On the 19th of May, 2001 Charlie and Jack, Juniors at the University of Wisconsin at Madison, invite the three girls from downstairs to hang out and try Jack's first successful attempt at home-brewed beer. The beer's pretty good - but in the morning something more extraordinary has occurred than Charlie's fumbling make-out session with his dream girl, Caroline. All five of them awake with a bit of a hangover and new abilities, right out of a comic book.

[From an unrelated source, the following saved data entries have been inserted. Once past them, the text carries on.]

PR #5410, opened 2022-05-02
Fix log autoscroll behaviour

### LINKED ISSUE #5336: Sharing a log link with a line anchor doesn't work anymore
I'm guessing that https://github.com/taskcluster/taskcluster/pull/5283 broke it since you end up at the bottom of the log even when there's a line anchor in the URL.

To reproduce:

- Find a long log from a task
- Click on a line number in the middle of the log. Get teleported back up (that's also the wrong behavior)
- Copy the URL, paste it into a new tab, get teleported at the bottom

lotas:
Avoid scrolling to bottom when link contain line references

Fixes #5336

### DIFF
--- a/changelog/issue-5336.md
+++ b/changelog/issue-5336.md
@@ -1,0 +1,6 @@
+audience: worker-deployers
+level: patch
+reference: issue 5336
+---
+
+Fix scroll to bottom link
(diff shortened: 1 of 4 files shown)


matt-boris (approved):
Thanks for fixing this Yarik!! 🎉

PR #5413, opened 2022-05-03
docker-worker: Disallow unknown properties in task payload.

### LINKED ISSUE #5412: Docker worker payload allows unknown properties
**Describe the bug**
It is possible to submit a task to docker-worker containing properties that are misspelled or unknown to docker-worker, and it ignores them. It should disallow undefined properties in its payload, to avoid problems and confusion. For example, there could be features which are specific to another worker, such as generic-worker, that are included in a docker-worker payload, and docker-worker would not object, but execute the task without enabling the feature. Or for example, properties could be misspelled. 

**To Reproduce**

Submit a task to docker-worker containing additional undefined properties.

**Expected behavior**
It is much easier if there is strict validation of the payload, so only payloads that docker-worker understands are accepted.

**Taskcluster version**
44.12.3 (but it seems the problem exists ever since docker-worker was created)

petemoore:
Github Bug/Issue: Fixes #5412


lotas (approved):
great!

petemoore:
Note this was originally attempted in https://github.com/taskcluster/docker-worker/pull/409 but later rolled back.

PR #5422, opened 2022-05-04
fix(queue): add null check to `lastDateActive` in queue workers `serialize()` func

matt-boris:
> Add null check to `lastDateActive` in queue workers serialize() func.

Got this sentry issue when releasing to FxCI: https://sentry.prod.mozaws.net/operations/taskcluster-firefox-ci/issues/19477419/


lotas:
thanks!

Issue #5844, opened 2022-12-05
Investigate high number of failed registerWorker calls with 404/400 errors


lotas:
There is a big number of failed `registerWorker` calls.

Investigate if this contributes to overall cost overhead.

```
resource.labels.cluster_name="taskcluster-firefoxcitc-v1"
jsonPayload.Type="monitor.apiMethod"
jsonPayload.Fields.name="registerWorker"
-jsonPayload.Fields.statusCode="200"
```

djmitche:
Are those related to the issues discussed in the meeting on Monday?  If workers take a long time to start up, or have been deleted via script before they start up, then their registration may fail.

lotas:
ha! One interesting observation - lots of calls from same IP. Could it be some incorrectly configured `worker-runner` or some very stubborn worker.

<img width="1367" alt="image" src="https://user-images.githubusercontent.com/83861/205875698-8d35009a-6b05-46c5-9672-a0c13860d173.png">

which is macstadium in this case

lotas:
@davehouse can you please check who is trying to register worker form macstadium devices?

lotas:
> @lotas could you share the full request payload for an example request or two? (or email/slack them to me?) Macstadium could only tell me that the requests were from our firewall outside ip. If the request payload has the workerId that is trying to register, that will be simpler to translate to a machine.

@davehouse I would be able to show something like this only after next release. Unfortunately we don't log this information yet. 
But we are going to do more for the https://github.com/taskcluster/taskcluster/issues/2982 so I can include this information to be logged as well, and then will let you know

lotas:
@davehouse  so this is what appears in logs:
I hope it gives you more clues 
```
{"providerId":"static","workerGroup":"mslv","workerId":"macmini-m1-1nor","workerIdentityProof":{"staticSecret":"**"},"workerPoolId":"releng-hardware/gecko-t-osx-1100-m1-1nor"}
```

lotas:
thanks @davehouse, I can confirm that calls have stopped now :) 
We will try to implement something smarter in the future to allow us notice such events in time.
I will close this for now

PR #5865, opened 2022-12-14
feat(w-m): Log extra information on failed worker registration

lotas:
Required to debug some unknown workers that are trying to register unsuccessfully.  #5844


petemoore (approved):
Looks good!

Each of them has gained one of the more typical powers from our dreams of wish-fulfillment. Caroline, who feels ignored by her globe-trotting cougar mom, can fly. Jack gets mistaken for a big clumsy lunkhead, but now the local farmboy and Chem major is the fastest man alive. Short, bookish study-grind Mary Beth can toss cars around like nerf balls. Charlie, a good-natured but vague and unfocused slob becomes a mind-reader. Harriet is the daughter of a Madison P.D. detective and is haunted by a horrible incident in her past, so she gets the relatively lame power of invisibility. Almost immediately they all decide to band together as a superhero team.

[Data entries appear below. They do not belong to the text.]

PR #5866, opened 2022-12-14
Go lint updates

petemoore:
Version numbers were hidden inside `workers/generic-worker/build.sh` script so would never get auto-updated. These versions are only for CI lint checks so don't affect release bits of generic-worker, only the lint checks. This keeps them on latest, which is probably a safer bet them pinning them to a version which quickly could outdated without us noticing.

Additionally run the linter against all generic-worker engines, not just multiuser engine. Also reinstated `goimports -w` which was temporarily suppressed.

### DIFF
--- a/changelog/QXcPePhQRKm2s1stITCfWQ.md
+++ b/changelog/QXcPePhQRKm2s1stITCfWQ.md
@@ -1,0 +1,3 @@
+audience: general
+level: silent
+---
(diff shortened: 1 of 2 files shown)


petemoore:
Notice, some of the generic-worker specific checks are probably duplicated with some of the repo-wide golangci-lint checks, so we may be able to remove some/all of them in a future PR, or think about a way of invoking all tests that apply to a given subdirectory, etc.

matt-boris (approved):
👍🏻 thanks!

Mary Beth purchases a stack of essential research from an amazingly helpful and informative woman at the local comic book store. Caroline whips up some Lycra costumes in primary colors. Everybody goes to Jack's family farm to practice a few martial-arts moves Harriet picked up. Now properly prepared, they go off to fight crime, foiling an armored car heist on their very first day. At first this has all the makings of a comedy, and I immediately thought of the comic book Freshman by Seth Green and Hugh Sterbakov. Although there are several very funny moments, Schwartz wants us to take his story seriously. This is meant to be a sober, realistic examination of normal confused, insecure kids thrust into fantastic circumstances. The characters are realistically portrayed and believable, but their powers are pure fantasy. The new heroes make no attempt to find out how any of this could possibly be happening. "Hey, I can fly! Well that's weird. Better get me a costume." Magic beer, really?

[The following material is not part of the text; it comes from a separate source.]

PR #5870, opened 2022-12-14
Better github service error reporting

### LINKED ISSUE #5851: `/api/github/v1/repository/.../latest` returns a 500 when the provided  branch doesn't exist
Example: `https://{taskcluster_root}/api/github/v1/repository/divvun/kbdi/foobar/latest`

Full error:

The powers are also utterly inconsistent with physics. A 5'2" girl stops a speeding car as if it had smashed into a wall. Her outfit gets torn but she hasn't budged an inch. Does she have some sort of force field like Alan Moore used with Miracleman? Apparently that's none of our business, because no explanation is ever given for any of these miraculous feats. Forgive a nerd for nit-picking, but David Schwartz is an avowed comic book fan and should really have known better. I wouldn't want to wade through pages of Character Stats and technobabble, but if he wants to play in a realistic world, he should observe the rules.

Schwartz's characters are well-written with actual depth and personal backgrounds that live and breathe. The passages about Jack and his family coming to grips with his father's losing battle with cancer are especially moving. Like young people anywhere, they also struggle with demanding classes, crummy jobs, and disastrous romances. Most of the cast is very believable, maybe too much so. They are likable, normal - and ultimately, not very interesting.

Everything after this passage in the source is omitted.